# Any furry PSP themes?



## Lukar (Sep 29, 2008)

I've been wanting to add more themes to my PSP (I just downloaded a really kewl Okami one awhile ago, it rawks), but I haven't found a furry one yet. Can anyone point me to the location of such a theme?


----------



## NerdyMunk (Sep 29, 2008)

Secret Agent Clank Theme?


----------



## Lukar (Sep 29, 2008)

brownsquirrel said:


> Secret Agent Clank Theme?



Nah... Unless it has Ratchet. xD


----------



## ---Guilmon--- (Sep 29, 2008)

Hmm...I may get a PSP soon (HAD 2, BUT THEY BOTH GOT BROKE BY MY BABY BROTHER!!! D: )
So, my question is, how do you even get these themes? And does it come with a USB port? o.o (sorry bout my questioning >_>)


----------



## Hackfox (Sep 29, 2008)

Lol me psphacker so if u need any help with custom FW's then ask and...i could make one...I guess


----------



## Lukar (Sep 29, 2008)

---Guilmon--- said:


> Hmm...I may get a PSP soon (HAD 2, BUT THEY BOTH GOT BROKE BY MY BABY BROTHER!!! D: )
> So, my question is, how do you even get these themes? And does it come with a USB port? o.o (sorry bout my questioning >_>)
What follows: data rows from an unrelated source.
PR #690, opened 2020-11-08
Add arbitrary command (eg. write) capability to SPI DOPI

bunnie:
This set of patches enables arbitrary commands to be issued to SPI DOPI while in DOPI mode.

Among other things, this enables writing to happen, with the assistance of high-level firmware (such as found in wishbone-util for USB-based firmware updates).

This also moves the constraints into the DOPI block, thus cleaning up the API so no constraints need to be specified on the top-level integration.

Current status is tested and working on the reference setup, but this block is tricky enough that there will probably be a couple follow-on patches in the days to come as we start to uncover more corner cases.


bunnie:
ah. interesting. It seems that my method of asking for a "platform" object instead of "pads" (so that I can attach the timing constraints) is not compatible with the test benching methodology.

What's your preference on how I should handle this? I could either:

- move the platform object back out and into the upper module
- modify the test bench to create a dummy platform object that will allow the test to pass

enjoy-digital:
Thanks @bunnie, for the timings constraints, can you add a `add_timing_constraints` method to `S7SPIOPI` as done for example on the DNA (https://github.com/enjoy-digital/litex/blob/master/litex/soc/cores/icap.py#L111) or ICAP (https://github.com/enjoy-digital/litex/blob/master/litex/soc/cores/icap.py#L111) modules? This will make a separation between logic and timing constraints and should solves the integration issue: pass `pads` to `__init__` (as it was before) and `platform` to `add_timing_constraints`.
`

bunnie:
Awesome. That's a clever solution and I'll need to do a pass back on my own gateware modules to adopt that methodology later, but I think this should solve the issue, I've committed the change here.

enjoy-digital:
Thanks for the update, i just merged it but moved the timing constraints to the end with https://github.com/enjoy-digital/litex/commit/0627c01d8947e8a91856f006408488b551ae521e: having such constraints at the top is probably a good way to prevent anyone from looking at the rest of the code :)

bunnie:
Hahah good point! thanks! Sorry about extra the CI build messages, I forgot to update the testbench to match the Litex methodology, it should be fixed now.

Nah, the USB cable is sold separately. Mine is (I think) made by a company called Monster; it's not only a USB cable, but it also serves as a PSP charger. It's pretty good and durable, so you should get that one. And you can get the themes various ways; the PlayStation Store has a fairly good amount of free ones, while alot of people have made their own. The largest archive of them is at psp-themes.net.



Hackfox said:


> Lol me psphacker so if u need any help with custom FW's then ask and...i could make one...I guess



xD I never could get a custom firmware on my PSP. o.o' I couldn't find any downgraders or anything else for official FW 3.90, so... Yeah. x.x'


----------



## ---Guilmon--- (Sep 29, 2008)

Ouch...The first one I got had a USB with it. >_>
It would really please me if there were a Guilmon or Calumon or some theme of some sort..^^


----------



## Lukar (Sep 29, 2008)

---Guilmon--- said:


> Ouch...The first one I got had a USB with it. >_>



lol. Which one did you get? When the PSP first came out, there were three retail configurations: the standard unit, the unit with headphones, a preview disc with movie trailers and music videos, and a screen cleaner, and another one that had even more things than the previous two.

Good God am I a nerd. o3o

And you're effing awesome for loving Guilmon. ^^


----------



## ---Guilmon--- (Sep 29, 2008)

^^ Thanks. Guilmon is indefinately the best..(did I spell that correctly? if not...dang.)
I don't really know...It was Christmas. lol ^^ All I knew was that it came with a USB.
I really envy that new God Of War PSP..Red 
Hey, if I can play a MMO for all day after school, then you are nowhere near as much a nerd as I am.


----------



## Lukar (Sep 29, 2008)

---Guilmon--- said:


> ^^ Thanks. Guilmon is indefinately the best..(did I spell that correctly? if not...dang.)
> I don't really know...It was Christmas. lol ^^ All I knew was that it came with a USB.
> I really envy that new God Of War PSP..Red
> Hey, if I can play a MMO for all day after school, then you are nowhere near as much a nerd as I am.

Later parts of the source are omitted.